Rutgers Alzheimer’s Disease & Dementia Research Center (RUADRC)

Alzheimer's disease (AD) and related dementias are a major cause of disability and death in the elderly. Approximately 6 million people have been diagnosed with AD and related dementias and the aging of America’s population suggests that the number of Alzheimer's patients in the U.S. will, by 2050, increase to nearly 14 million people. Worldwide, approximately 40 million people have AD and related dementias. This number could also climb to nearly 120 million by 2050. With Americans spending $226 billion annually to treat the symptoms of AD, and other dementias, rather than the cause of this disease itself, this disease alone could cost Americans $1.1 trillion by 2050.  As 5% of AD cases are familial and ~95% are sporadic, disease-modifying drugs that treat both sporadic and familial AD are desirable.  Despite recent advances in our understanding of basic biological mechanisms underlying AD and related dementias, we do not yet know how to prevent AD and related dementias, nor do we have an approved disease-modifying intervention. A major reason that these problems persist is that current animal models of AD and related dementias have not been able to predict the effectiveness of proposed therapies, so that many that have moved into clinical trials fail, which greatly slows the development of new therapies and increases their cost. Thus, there is a great need to develop the next generation of animal models (NexGeMo) of AD and related dementias to provide greater predictive power of potential therapies and thus accelerate the drug testing/clinical trial pipeline.

Vision

The ultimate goals of the proposed RUADRC are:

  • To develop therapies to cure AD and related dementias or, at the very least, effectively slow down the course of disease progression.
  • To discover novel diagnostic and prognostic biomarkers that can forewarn the initiation of pathogenic processes before symptoms occur and also be used to monitor disease progression and treatment efficacy.

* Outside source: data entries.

PR #8791, opened 2021-09-09
fix parsing of MySQL Server Version flag

GuptaManan100:
## Description
We should only parse the MySQL Server Version flag if it is provided

## Checklist

### DIFF
--- a/go/vt/sqlparser/parser.go
+++ b/go/vt/sqlparser/parser.go
@@ -47,7 +47,7 @@ var parserPool = sync.Pool{
 var zeroParser yyParserImpl
 
 // MySQLVersion is the version of MySQL that the parser would emulate
-var MySQLVersion string
+var MySQLVersion = "50709" // default version if nothing else is stated
 
 // yyParsePooled is a wrapper around yyParse that pools the parser objects. There isn't a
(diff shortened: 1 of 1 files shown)


frouioui (approved):
Looking good!

go/vt/sqlparser/parser.go
```diff
@@ -110,12 +110,14 @@ func Parse2(sql string) (Statement, BindVars, error) {
 func checkParserVersionFlag() {
 	if flag.Parsed() {
 		versionFlagSync.Do(func() {
-			convVersion, err := convertMySQLVersionToCommentVersion(*MySQLServerVersion)
-			if err != nil {
-				log.Error(err)
-				MySQLVersion = "50709" // default version if nothing else is stated
-			} else {
-				MySQLVersion = convVersion
+			MySQLVersion = "50709" // default version if nothing else is stated
```
systay, line 113: shouldn't we move this to the var declaration, so that before flags are parsed, we at least behave as 5.7?

GuptaManan100: yes, that seems like a good idea. I'll do that

frouioui (approved):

To achieve the above goals, research at RUADRC will focus on identifying disease mechanisms using genetic, cellular, organismal and behavioral approaches in animal and human model systems. Understanding of disease mechanisms will help uncover pathways that need to be targeted by drugs to achieve therapeutic efficacy. Development of relevant in vitro and in vivo models will be important for pre-clinical evaluation of novel drugs. A dementia clinic for patient recruitment, assessment and treatment will also be needed for translating research to clinic.

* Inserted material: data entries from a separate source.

PR #9540, opened 2022-01-19
Allow cross-build to work for cross-architecture too (e.g. arm64 on amd64)

### LINKED ISSUE #9539: cross-build fails when trying to build arm64 on amd64 linux due to rice exec failure
E.g.:

```
$ GOOS=linux GOARCH=arm64 make cross-build
Wed Jan 19 14:28:04 PST 2022: Building source tree
fork/exec /tmp/go-build3207728525/b001/exe/rice: exec format error
make: *** [Makefile:83: cross-build] Error 1
```

aquarapid:
`GOOS=linux GOARCH=arm64 make cross-build` currently fails on amd64 (linux), because we invoke the rice binary, which will be built using arm64, and the exec will fail.

Fixes #9539 

## Checklist


mattlord (approved):

deepthi:
This make target isn't relevant to the failing tests. Assuming they are flaky, we'll investigate them separately.

deepthi (approved):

To fulfill the vision, RUADRC will have three components:

Component 1: Include cores for: development of novel animal models; histopathology; small animal imaging; electrophysiology; and, behavioral testing.

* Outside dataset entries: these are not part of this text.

PR #9543, opened 2022-01-20
Refactor routing primitive

harshit-gangal:
## Description

This PR refactors the route, update and delete engine primitive to use common routing logic. This makes it simpler to change the routing logic in one place now.

## Checklist

### DIFF
--- a/go/vt/vtgate/engine/routing.go
+++ b/go/vt/vtgate/engine/routing.go
@@ -71,6 +71,9 @@ type RoutingParameters struct {
 	// Required for - DBA
 	sysTableTableSchema []evalengine.Expr
 	sysTableTableName   map[string]evalengine.Expr
+
+	// Required for - ByDestination
+	targetDestination key.Destination
 }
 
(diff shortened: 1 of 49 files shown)


go/vt/vtgate/engine/routing.go
```diff
@@ -0,0 +1,604 @@
...
+	vtrpcpb "vitess.io/vitess/go/vt/proto/vtrpc"
+	"vitess.io/vitess/go/vt/sqlparser"
+	"vitess.io/vitess/go/vt/srvtopo"
+	"vitess.io/vitess/go/vt/vterrors"
+	"vitess.io/vitess/go/vt/vtgate/evalengine"
+	"vitess.io/vitess/go/vt/vtgate/vindexes"
+)
+
+// Opcode is a number representing the opcode
+// for any engine primitve.
```
systay, line 36: nit: typo `primitve`, and it doesn't represent the opcode for _any_ engine primitive, only the routing ones

GuptaManan100 (approved):
Apart from Andres's comment, I think everything else looks great!

go/vt/vtgate/engine/routing.go
harshit-gangal: will fix the comment in follow up PR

Component 2: Include cores for: developing novel human cell model systems, such as isogenic hIPSC lines carrying AD genetic variants; high-throughput drug-screening; and immunohistochemistry.

Component 3- Include a Dementia clinic and cores for: development of novel neurocognitive psychological test and novel neuro-cognitive rehabilitation approaches; human pathology assessment, human imaging; and collecting human samples (brain tissue, cerebrospinal fluids, blood/serum samples etc.).

The RuADDRC is directed by Dr. Luciano D'Adamio, MD/PhD, Herbert C. and Jacqueline Krieger Klein Endowed Chair in Alzheimer's Disease and Neurodegeneration Research, Professor of Pharmacology, Physiology & Neuroscience and Professor of Neurology at Rutgers New Jersey Medical School and Associate Director of Neurodegeneration and Injury at the Brain Health Institute.